On Tue, Nov 28, 2023 at 07:02:16PM +0800, Qian Yun wrote:
> I have examined integrals where rootSum is over degree 4, from a
> subset of Nasser's test.
There are also examples of degree 3. When there is 1 real root
solver is doing reasonable job and real roots can be recognized,
like
integrate(((-3)*x^2+(-6)*x+6)/(x^3+3*x^2+3*x+(-2)), x)
-- a^3+3*a^2+3*a-2
or
integrate(((-10)*x+(-3))/(x^3+5*x+1), x)
-- a^3 + 5*a + 1
The first one is actually easy one, shifted root of degree 3.
The second one almost works, but the result is bigger than result
with implict root. And differentiating the integral gives
expression with unsimplified roots.
Actually there is general trouble with using roots of polynomial
of degree 3: splitting field F of polynomial (that is field
generated by all its roots) in normal, that is any irreducible
polynomial which has a root in F splits into linear factors in F.
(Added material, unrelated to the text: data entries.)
Issue #375, opened 2023-04-28
Testing support for COLR outlines


dfrg:
Testing is currently non-existent for color outlines. The plan is to build something similar to [extract_glyphs.py](https://github.com/googlefonts/fontations/blob/c84689133f0565d50e02a90e8824450b8aab2a9a/font-test-data/test_data/extract_glyphs.py) and use FreeType to generate serialized paint graphs that can be tested against our code.

We'll likely want to start with the test font available at https://github.com/googlefonts/color-fonts/blob/main/fonts/test_glyphs-glyf_colr_1_variable.ttf. The [build script](https://github.com/googlefonts/color-fonts/blob/main/config/test_glyphs-glyf_colr_1.py) for that font has useful info.

PR #376, opened 2023-04-28
[read-fonts] Add useful helpers for reading COLR glyphs

dfrg:
This adds an intermediate "resolved" state for the paint graph where all values are promoted to `Fixed`, variation deltas are applied and transforms are collapsed into a single variant for each type (transform, translate, scale, rotate, skew).

The result is roughly equivalent to FreeType's [FT_COLR_Paint](https://freetype.org/freetype2/docs/reference/ft2-layer_management.html#ft_colr_paint) type. While the structure is slightly different, but the value of numeric fields _should_ be identical.

Also adds helper methods to the `Colr` table to retrieve base glyphs, layers, clip boxes, etc.

Lots of code, but the bulk of it is just mechanical type conversions.

There are no tests here yet. Opened #375 to track.

### DIFF
--- a/read-fonts/src/tables/colr.rs
+++ b/read-fonts/src/tables/colr.rs
@@ -109,7 +109,7 @@ pub struct ColrInstance<'a> {
 }
 
 impl<'a> ColrInstance<'a> {
-    /// Creates a new resolver for the given `COLR` table and normalized variation
+    /// Creates a new instance for the given `COLR` table and normalized variation
     /// coordinates.
     pub fn new(colr: Colr<'a>, coords: &'a [F2Dot14]) -> Self {
         let index_map = colr.var_index_map().and_then(|res| res.ok());
@@ -207,6 +207,10 @@ pub struct ResolvedColorStop {
 }
 
 /// Collection of [`ColorStop`] or [`VarColorStop`].
+// Note: only one of these fields is used at any given time, but this structure
+// was chosen over the obvious enum approach for simplicity in generating a
+// single concrete type for the `impl Iterator` return type of the `resolve`
+// method.
 pub struct ColorStops<'a> {
     stops: &'a [ColorStop],
     var_stops: &'a [VarColorStop],
--- a/read-fonts/src/tables/colr.rs
+++ b/read-fonts/src/tables/colr.rs
@@ -1,5 +1,696 @@
 //! The [COLR](https://docs.microsoft.com/en-us/typography/opentype/spec/colr) table
 
-use super::variations::{DeltaSetIndexMap, ItemVariationStore};
+use super::variations::{DeltaSetIndex, DeltaSetIndexMap, ItemVariationStore};
+use types::BoundingBox;
+
+use std::ops::Deref;
 
 include!("../../generated/generated_colr.rs");
+
+/// Identifier used for representing a paint on the recursion blacklist.
+pub type PaintId = usize;
+
+impl<'a> Colr<'a> {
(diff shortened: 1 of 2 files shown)


read-fonts/src/tables/colr.rs
```diff
@@ -1,5 +1,696 @@
...
+/// variation deltas.
+#[derive(Clone, Debug)]
+pub struct ResolvedColorStop {
+    pub offset: Fixed,
+    pub palette_index: u16,
+    pub alpha: Fixed,
+}
+
+/// Collection of [`ColorStop`] or [`VarColorStop`].
+pub struct ColorStops<'a> {
```
anthrotype, line 210: if it _either_ contains one _or_ the other, never both, should this be a enum with two variants?

read-fonts/src/tables/colr.rs
```diff
@@ -1,5 +1,696 @@
...
+                    center_y: gradient.center_y().apply_delta(deltas[1]),
+                    start_angle: gradient.start_angle().apply_delta(deltas[2]),
+                    end_angle: gradient.end_angle().apply_delta(deltas[3]),
+                    color_stops: color_line.into(),
+                    extend,
+                }
+            }
+            Self::Glyph(glyph) => ResolvedPaint::Glyph {
+                glyph_id: glyph.glyph_id(),
+                paint: glyph.paint()?,
```
anthrotype, line 462: is it intentional that this does not resolve all sub-paints recursively? probably so, but I figured I'd ask.
Is it even possible for a Rust struct (e.g. ResolvedPaint) to have a field that is of the same type as itself?

read-fonts/src/tables/colr.rs
anthrotype: no problems, I just asked out of curiousity (and based on my understanding that color stops can only ever be defined as either all variable or none at all). Just do whatever feels more convenient here

read-fonts/src/tables/colr.rs
dfrg: Yes, this is intentional. Fully resolving the graph up front would require boxing the recursive type.

The relationship between `Paint` and `ResolvedPaint` is similar to `FT_OpaquePaint` and `FT_COLR_Paint`.

read-fonts/src/tables/colr.rs
```diff
@@ -1,5 +1,696 @@
...
+    index_map: Option<DeltaSetIndexMap<'a>>,
+    var_store: Option<ItemVariationStore<'a>>,
+    coords: &'a [F2Dot14],
+}
+
+impl<'a> ColrInstance<'a> {
+    /// Creates a new resolver for the given `COLR` table and normalized variation
+    /// coordinates.
+    pub fn new(colr: Colr<'a>, coords: &'a [F2Dot14]) -> Self {
+        let index_map = colr.var_index_map().and_then(|res| res.ok());
```
cmyr, line 115: just trivia but you can also write this as `colr.var_index_map().transpose().ok().flatten()`.

cmyr (approved):
I trust that the actual choices in the API are directly motivated by your needs as a consumer, so I won't second guess you there (and nothing really jumped out in any case!) and I don't really have any nits either, so lgtm!

read-fonts/src/tables/colr.rs
dfrg: I _think_ I had the transpose version in there first and clippy yelled at me about it 🤷‍♂️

In particular, if x^3 - a is irreducible and one of the roots
belongs to F, then also other roots belong to F. So if Cardano
fomula works inside F, then either root is reducible or roots
of 1 of degree 3 belong to F. Reducible root means that corresponding
extention is of degree lower than 3, so 1 or 2. As other
roots in Cardano formula are squere roots the polynomial would
have solution in extention of degree which is power of 2. But root
of irreducible polynomial of degree 3 generates extention of degree 3
and consequently any field containing its root has degree divisible
by 3. So reducible root is posible only when polynomial is
reducible. Now, in case of real roots it is clear that
F does not contain primitive root of degree 3 which is complex.
But actually, even if two roots are complex normally F does
not contain primitive root of degree 3. So Cardano formuals
force work in field of degree 12. In case of a^3 + 5*a + 1
this means field generated by sqrt(527/3), sqrt(-3) and
root of degree 3. Our routines rewrite sqrt(527/3) as
sqrt(527)/sqrt(3), so we get extra spurious roots.
Integration process introduces extra spurious roots, sqrt(1581)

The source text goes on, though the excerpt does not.